How Netflix uses Deep Java Library (DJL) for distributed deep learning inference in real-time

This post was written by Stanislav Kirdey, Lan Qing, Lai Wei, and Lu Huang.

Netflix is one of the world’s largest entertainment services with over 260 million members in more than 190 countries. One of the ways Netflix is able to sustain a high-quality customer experience is by employing deep learning models in the observability and monitoring space, specifically in observability of system and application logs (not user data) to help improve the customer experience. The Netflix observability team uses deep learning to automatically analyze and cluster gigabytes of log lines coming from various microservices in real-time.

Diagram illustrating DJL.

In this article, we’ll walk through how the observability team at Netflix uses Deep Java Library (DJL), an open source, deep learning toolkit for Java, to deploy transfer learning models in production to perform real-time clustering and analysis of applications’ log data. Being able to utilize deep learning to cluster log data in real time allows the Netflix observability team to gain operational insights on high-cardinality system logs, identify outliers, and improve the alerting-on-logs experience. Utilizing pre-trained deep learning models to convert any log line from natural language into a cluster ID that preserves similarity reduces the volume of alerts and storage cost of storing logs.

For example, imagine we want to send an alert to the service owner if we see the following log messages:

com.amazonaws.SdkClientException: Unable to execute HTTP request: a231d9e5-c804-4beb-a5cc-ca0d10868d22: Temporary failure in name resolution

and

SdkClientException: Unable to execute HTTP request: 4a13e174-8f4b-4572-98f8-7958a9330f77

The log lines are not exactly the same, but they convey the same meaning and ideally should be clustered together, especially if alerting is set up to trigger on the lines that look like those above. For example, the cluster ID for both messages will be 557e605d3e9000b2, which allows these two events to be grouped together, counted, and send out a single alert.

How do we end up with the same cluster ID? We run our log lines through character-level convolutional neural networks (CNNs) that help to remove random-looking words and then extract semantic dense vectors via the Universal Sentence Encoder (USE). Once we have the vector, we apply a custom version of locality-sensitive hashing (LSH) to come up with the cluster ID that preserves similarity. We use DJL to run pre-trained CNN and USE models, as well as the custom LSH implementation.

Diagram illustrating CNN and USE models.

Using DJL and transfer learning lets the team process both log messages in about 7ms each, extract semantic meaning, and assign the same cluster ID for both log events without any pre-training or offline learning of cluster assignments. The above pipeline lets us harness the power of transfer learning and achieve somewhat universal log clustering ability.

The pre-trained Universal Sentence Encoder is one of the models that is being used in production to perform the clustering. The model takes sentences as input and transform it into high-dimensional vector space (text embedding). The user can then perform semantic similarity analysis or clustering on the result vector.

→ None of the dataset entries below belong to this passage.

PR #13397, opened 2025-02-22
taito/minivadr.cpp: Updates/Cleanups:

cam900:
- Restrict screen update function into cliprect
- Reduce literal tag usage
- Fix namings

### DIFF
--- a/src/mame/taito/minivadr.cpp
+++ b/src/mame/taito/minivadr.cpp
@@ -45,18 +45,20 @@ class minivadr_state : public driver_device
 {
 public:
 	minivadr_state(const machine_config &mconfig, device_type type, const char *tag)
-		: driver_device(mconfig, type, tag),
-		m_videoram(*this, "videoram"),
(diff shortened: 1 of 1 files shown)


src/mame/taito/minivadr.cpp
```diff
@@ -65,32 +67,26 @@ class minivadr_state : public driver_device
...
+		uint8_t const *const src = &m_videoram[y << 5];
+		uint32_t *const dst = &bitmap.pix(y);
+		for (int x = cliprect.left(); x <= cliprect.right(); x++)
 		{
-			pen_t pen = (data & 0x80) ? rgb_t::white() : rgb_t::black();
-			bitmap.pix(y, x) = pen;
-
-			data <<= 1;
-			x++;
+			dst[x] = BIT(src[x >> 3], 7 - (x & 7)) ? rgb_t::white() : rgb_t::black();
```
cuavas, line 78: `7 - (x & 7)` is equivalent to `~x & 7` – think about how binary maths works.

PR #13399, opened 2025-02-22
tek410x_kbd.cpp support for tek440x

Elektraglide:
Added Tek440x scan codes which differ from Tek410x slightly
Fixed some keycode mappings to allow working on Mac and PC.

@ajrhacker  would be interested in your thoughts


ajrhacker:
I disagree with the backslash key rebinding, and it isn't even done correctly here. Moving | to BACKSLASH2 seems OK in principle, and so I've done that.

PR #13404, opened 2025-02-23
linn/linndrum.cpp: Added interactive layout for the LinnDrum.

m1macrophage:
The slider script is copy-pasted without any changes from oberheim_dmx.lay.
Knobs can't be manipulated directly yet. Only through the Slider Control menu. Everything else is interactive.


m1macrophage:
Oops, fixed.

PR #13408, opened 2025-02-23
taito/flstory.cpp, taito/nycaptor.cpp: Correct sound CPU interrupt frequency

jotego:
Here's the circuit that generates the sound interrupt. The actual frequency is 122.07Hz, not 120Hz. This is from a PCB of _The FairyLand Story_ but I think the assumption of nycaptor being the same makes more sense than keeping 120Hz in that driver.

image


happppp:
Instead of force pushing/overwriting, please check when someone else does a commit after you submitted a PR.
The commit I did is gone, among some minor cleanups, it added: const attotime audio_irq_period = attotime::from_ticks(0x10000, 8_MHz_XTAL);

jotego:
> Instead of force pushing/overwriting, please rebase when someone else does a commit after you submitted a PR. The commit I did is gone (erased from history even, due to force push), among some minor cleanups, it added: const attotime audio_irq_period = attotime::from_ticks(0x10000, 8_MHz_XTAL);

I apologize. I was confused when git rejected the push from the terminal and I instictively just forced it. I did not realise of what was going on.

jotego:
Could you please do it again, @happppp ?

happppp:
> Could you please do it again, @happppp ?

I don't have the commit here, it was done via github. You could add it if you want, see the line I mentioned;
const attotime audio_irq_period = attotime::from_ticks(0x10000, 8_MHz_XTAL);
for nycaptor, since the XTAL apparently isn't certain(?) I'd suggest 8'000'000 instead of 8_MHz_XTAL.

The random cleanups I did don't matter, it was just the usual stuff I do when I browse a driver, like changing XTAL(x) to x_XTAL and source code spacing, or eg. removing the irrelevant comment that NMIs are from maincpu.

jotego:
I have not been able to recover the lost commit, but I have redone the changes you mentioned.

NYCAPTOR driver looks very similar to [FLSTORY schematics](https://github.com/jotego/jtbin/blob/master/sch/fairyland.pdf). Particularly, there is a whole subsystem for a second CPU that is not populated on the FLSTORY board but seems to match quite well the driver information for NYCAPTOR. So I think it should be used to fill the driver questions. I have replaced the guessed CPU frequencies for what the FLSTORY PCB did.

happppp:
nycaptor hw main Z80 is more likely 8MHz/2, see PCB notes, although both of them are bootlegs.

cuavas:
Do we have a consensus on what to do about the clock frequencies?  What’s your gut feel, @happppp?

Anomaly detection or proper actions such as alerting can be automatically triggered based on insights gained from the text embedding inference.

Challenge

Initially, the Netflix observability team built a deep learning-based log clustering system in Python for offline processing. However, offline processing results in alerting latency and, as a result, issues may not be resolved in a timely manner. Therefore, we decided to build an online system to achieve real-time processing of log ingestion coming from hundreds of microservices. The goal was to analyze logs and send out alerts in real time.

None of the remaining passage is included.